> [Extracted information]
PR #3057, opened 2026-08-01
docs: reconcile build contract, Go prerequisite, and DevNet topology

### LINKED ISSUE #3004: docs: reconcile build contract, Go prerequisite, and DevNet topology
## Problem

Contributor and operator documentation disagrees with the repository behavior in three concrete areas:

- `AGENTS.md` says the default `make` target formats, tests, and builds, while the Makefile default target runs only format and build.
- `go.mod` requires Go 1.26, while README and DevNet documentation say Go 1.25+.
- README describes the default DevNet as Dingo running beside cardano-node, while the default profile is three Dingo producers plus a Dingo relay; cardano-node is used only with `--conformance`.

These discrepancies make local validation and release-readiness evidence ambiguous.

## Scope

Reconcile the build/test contract and update every contributor-facing command and prerequisite:

- Decide whether `make` should include the race test suite or whether documentation should explicitly describe format/build only. Apply the decision consistently to Makefile help, README, AGENTS, and contributor instructions.
- Set the documented minimum Go version from `go.mod`/toolchain and remove stale hard-coded values.
- Describe the default all-Dingo DevNet and opt-in cardano-node conformance topology accurately, including the commands and test tags for each.
- Verify copy/paste command examples against the current targets and scripts.

## Acceptance criteria

- [ ] The default `make` behavior and every description of it agree.
- [ ] README, DevNet documentation, container/build documentation, and CI all state or derive the same minimum Go version as `go.mod`.
- [ ] README clearly identifies default DevNet as three Dingo producers plus one Dingo relay.
- [ ] README clearly identifies `--conformance` as the Dingo/cardano-node topology.
- [ ] DevNet service/port tables and example commands match the compose profiles and scripts.
- [ ] Makefile help output matches the actual dependency graph for build and test targets.
- [ ] A lightweight documentation/config parity check prevents the Go version and DevNet mode descriptions from drifting again.

### LINKED ISSUE #3032: ci: ledger package runs at 80% of the go test timeout and intermittently times out

wolf31o2:
Closes #3004 

The ledger package was spending most of its runtime rebuilding a database schema, not running ledger code.

## Where the time goes

Ranking by test is flat, which is what the earlier profiling in the issue found: 713 top-level tests, the slowest is 2 percent of the package, the top 30 are 18 percent. Ranking by what the tests spend time on is not flat at all. A CPU profile of one representative database-backed test puts 68 percent of it in `dbtest.NewDatabase`, and 60 percent in gorm's `AutoMigrate`.

Every in-memory sqlite store rebuilds 78 tables and 224 indexes from nothing. Roughly 340 of the 713 tests build one. Without race the effect is visible as a band of 277 tests that each cost 0.1 to 0.2s and together are 68 percent of the package.

Non-race duration histogram, before and after:

```
                before                  after
0.00-0.05s      n= 361  sum=  0.3s      n= 374  sum=  0.8s
0.05-0.10s      n=  29  sum=  2.2s      n= 245  sum= 18.4s
0.10-0.20s      n= 277  sum= 35.9s      n=  61  sum=  7.4s
0.20-0.50s      n=  29  sum=  8.9s      n=  27  sum=  7.0s
0.50s+          n=  17  sum= 19.8s      n=   6  sum=  4.6s
```

The 277-test band collapses into the band below it. That band was the shared fixture, not any individual test.

## The change

An in-memory sqlite database always starts empty, the model set is fixed at compile time, and every compatibility fixup in the migration chain returns early when its table is absent. The schema the chain produces therefore cannot vary between stores in one process. The first in-memory store now runs the real chain and records the DDL it ended up with, and later stores replay that DDL.

File-backed stores are untouched and always run the full chain, since they may hold an older schema or data a fixup has to repair. No production code path constructs a store with an empty data directory, so this only affects tests, though it would be correct if one did.

`TestInMemorySchemaTemplateMatchesFullMigration` compares a store built from the template against a store forced through the full chain, table by table, column by column, index by index, foreign key by foreign key. It compares through PRAGMA rather than raw DDL text because gorm emits a table's foreign key clauses in Go map order, so two stores in one process already spell the same table differently. If a model or migration ever makes the chain's output depend on something other than the compile-time model set, that test fails.

## Result

Measured back to back on one machine, same flags as the Linux CI job, nothing else running:

```
                 before     after
race             588.2s     464.4s    21.0% faster
no race           67.4s      38.3s    43.1% faster
```

Top contributors under race, before and after:

```
   before      after   test
   12.02s     11.66s   TestTryRecoverFromTxValidationErrorRecoversDependencyClosure
    6.97s      5.38s   TestStakeRewardPrecomputeSnapshotGuardOK
    6.92s      5.53s   TestDelegatorInactivityEndToEnd
    6.22s      5.30s   TestPrecomputedStakeRewardsRejectOutputsOutsideApplicationBoundary
    5.64s      3.98s   TestPrecomputeStakeRewardsWaitsForPreBabbagePrefilterSlot
    4.54s      3.45s   TestValidateTxDijkstraAcceptsAtOrAboveFloorPoolMarginThroughLedgerView
    4.33s      4.59s   TestCreateGenesisBlockFileBackedNoFKError
    3.80s      3.61s   TestUtxoByRefRecoversMissingBlobFromProducerBlock
    3.59s      2.81s   TestPrecomputedStakeRewardsCheckPreBabbageMissingLeaderPrefilter
    3.45s      2.68s   TestApplyStakeRewardsGuardsExpiredRewardAccount
```

`TestCreateGenesisBlockFileBackedNoFKError` is the one test that builds a file-backed store, so it is unaffected, as expected.

The same fixture is reached from 190 call sites in 16 packages, so the rest of the job gets the same reduction.

## On the Linux runner

The Linux job on this PR passed and reported `ok github.com/blinklabs-io/dingo/ledger 457.722s`. That is one sample, and per-package wall time on a four core runner is noisy: the last six successful main runs report 503.98, 518.79, 482.27, 412.74, 512.80 and 502.43, a mean of 488.8s with a 106s spread.

Runner speed moves every package in a run together, so the `chain` package works as a control. This PR's run had `chain` at 48.5s against a main mean of 45.0s, meaning it landed on a runner about 8 percent slower than average, which makes the raw comparison understate the change. Normalizing each package against `chain` in the same run:

```
package        main mean        PR      raw   normalized
ledger            488.8s    457.7s     6.4%      13.1%
ledger/governance 100.1s     87.4s    12.7%      18.9%
ledgerstate        34.8s     31.3s    10.1%      16.3%
ledger/snapshot   219.6s    228.4s    -4.0%       3.4%
api/blockfrost    111.6s    118.5s    -6.2%       1.5%
```

The packages that gain are the fixture-dominated ones. `ledger/snapshot` and `api/blockfrost` do more real work per database, so the fixture is a smaller share of them and they move less. With a single CI sample none of these figures are precise; the isolated local measurement above is the reliable one, and CI is consistent with it.

## What is left

Race is helped less than non-race because the replay is still real work: 302 CREATE statements per test database, and under race SQLite's parser alone is 30 percent of a database-backed test. Schema construction is now 59 percent of such a test, so eliminating it entirely would be worth roughly another 250s. Doing that means either fewer databases per test or building them ahead of time, and building them ahead of time would run `database.New` concurrently with tests, which trips the known global race in the plugin registry. Not attempted here.

## Coverage

No test was changed, removed, skipped or moved behind a build tag, and no assertion was weakened. `go test -list` over `ledger` is byte-identical before and after at 759 entries. The sqlite package gains the two new tests and loses none.

## Verification

```
go build -buildvcs=false ./...                                    clean
go test -tags dingo_extra_plugins -count=1 ./...                  pass
go test -race -timeout 20m -count=1 ./ledger/...                  ok  464.387s
go test -count=1 ./ledger/                                        ok   38.330s
go test -count=1 ./internal/test/conformance/...                  ok   13.140s
golangci-lint run ./...                                           0 issues
nilaway ./... , modernize ./...                                   byte-identical to base
make import-boundaries                                            ok
```

`DATABASE.md` documents the shortcut and the test that pins it. `ARCHITECTURE.md` was checked and is not affected: no plugin interface, lifecycle contract, component responsibility or cross-component flow changes.

Fixes #3032


wolf31o2:
Addressed the cubic review. All four points, with what changed:

- Divider rows without a trailing pipe are valid GFM and were silently skipping the whole table. `tableDividerRe` no longer requires the closing pipe. Covered by a new mutation: a table whose divider loses its trailing pipe and whose port is then wrong still fails.
- `dingoModeMarkers` no longer contains the bare word "default". It now needs an explicit profile name (`dingo mode`, `all-dingo`, `dingo profile`, `profiles=dingo`), so an unrelated mention of a default in a `--conformance` example cannot reclassify it.
- The port scan no longer reads every 3xxx figure out of a row's prose. A cell only counts as a documented port when the whole cell is the port, which is how both topology tables and the README table are written.
- The role check no longer asserts the absence of the other role. Instead it skips the service-name cell, so `dingo-relay` no longer satisfies a search for "relay" on its own and the positive assertion carries the check by itself. New mutation confirms it: rewording the relay row to "Dingo node, no block production" fails.

Mutation coverage is now 23 deliberate single-value regressions, each detected. `go build ./...`, `golangci-lint` (0 issues), `nilaway`, `modernize`, `make import-boundaries` and `go test -race ./internal/docsparity/` all pass.

wolf31o2:
@cubic-dev-ai review

wolf31o2:
Second review round addressed. The branch is now a single commit rebased onto current `main`, folding in the exact-builder-pin tightening that was pushed separately as `6cd37be0`.

cubic, first pass:

- Divider rows without a trailing pipe are valid GFM and were silently skipping the whole table. `tableDividerRe` no longer requires either outer pipe.
- `dingoModeMarkers` no longer contains the bare word "default". It now needs an explicit profile name, so an unrelated mention of a default inside a `--conformance` example cannot reclassify it.
- The port scan no longer reads every 3xxx figure out of a row's prose. A cell counts as a port only when the whole cell is the port.
- On the role check I took a different remedy than suggested. Restricting to a dedicated role column is not stable here, because the two topology tables put role in different positions and the README table has a third shape, so a column index would be brittle. Instead the negative "must not mention the other role" assertion is gone, which was the actual false-positive source, and the role text now excludes the service-name cell so `dingo-relay` no longer satisfies a search for "relay" on its own. The positive assertion carries the check by itself, confirmed by a mutation that rewords the relay row to "Dingo node, no block production".

cubic, second pass:

- `.PHONY` was read from the first declaration only, so a Makefile splitting it over several lines would report spurious failures. It now collects every declaration. A positive control confirms it: splitting the current `.PHONY` in half across two lines still passes, and did not before.
- The builder-image pin is now exact rather than at-least, and `examples/dingo-gov-lens/Dockerfile` moved up with it. Note the consequence: a dependabot bump of one Dockerfile alone will now fail this check until the others move together, which is the intended trade for a single source of truth.

CodeRabbit:

- Default target is no longer hard-coded to `all`. `parseMakefile` keeps declaration order and the default is the first ordinary rule, so adding a target above `all` cannot move the default out from under the docs. Mutation: inserting `quickbuild: test` ahead of `all` now fails.
- Matrix-backed `go-version` values are resolved rather than skipped. The premise as written was not quite right, the concrete `go-version: [1.26.x]` matrix declaration was already being validated, which is why flipping it to `1.25.x` already failed. The gap was a `go-version` reached through a matrix key of some other name. Expressions are now resolved against the matrix in the same file and an unresolvable one fails. Visible in the output: flipping the pin now reports lines 20, 87 and 133 rather than line 20 alone.
- Fence tracking now records the opening marker's character and length, so a longer fence can contain a shorter one and a `~~~` marker cannot close a backtick fence.
- Tables without outer pipes are now parsed. A divider only opens a table when the line above it has the same column count, which keeps unfenced prose containing dashes and pipes from being read as a table. Mutation: rewriting a port-override row without outer pipes and with the wrong port fails.

Mutation coverage is now 27 deliberate single-value regressions, each detected, plus the `.PHONY` positive control. `go build ./...`, `golangci-lint` (0 issues), `nilaway`, `modernize`, `make import-boundaries`, `make docs-parity` and `go test -race ./internal/docsparity/` all pass.

wolf31o2:
@cubic-dev-ai review

arepala-uml (approved):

> [Description of the task] Begin at the line that has "- Set the documented" in the entries above; stop after the line that has "## Where the time goes". Transcribe exactly those lines and no others.

> [Response]
- Set the documented minimum Go version from `go.mod`/toolchain and remove stale hard-coded values.
- Describe the default all-Dingo DevNet and opt-in cardano-node conformance topology accurately, including the commands and test tags for each.
- Verify copy/paste command examples against the current targets and scripts.

## Acceptance criteria

- [ ] The default `make` behavior and every description of it agree.
- [ ] README, DevNet documentation, container/build documentation, and CI all state or derive the same minimum Go version as `go.mod`.
- [ ] README clearly identifies default DevNet as three Dingo producers plus one Dingo relay.
- [ ] README clearly identifies `--conformance` as the Dingo/cardano-node topology.
- [ ] DevNet service/port tables and example commands match the compose profiles and scripts.
- [ ] Makefile help output matches the actual dependency graph for build and test targets.
- [ ] A lightweight documentation/config parity check prevents the Go version and DevNet mode descriptions from drifting again.

### LINKED ISSUE #3032: ci: ledger package runs at 80% of the go test timeout and intermittently times out

wolf31o2:
Closes #3004 

The ledger package was spending most of its runtime rebuilding a database schema, not running ledger code.

## Where the time goes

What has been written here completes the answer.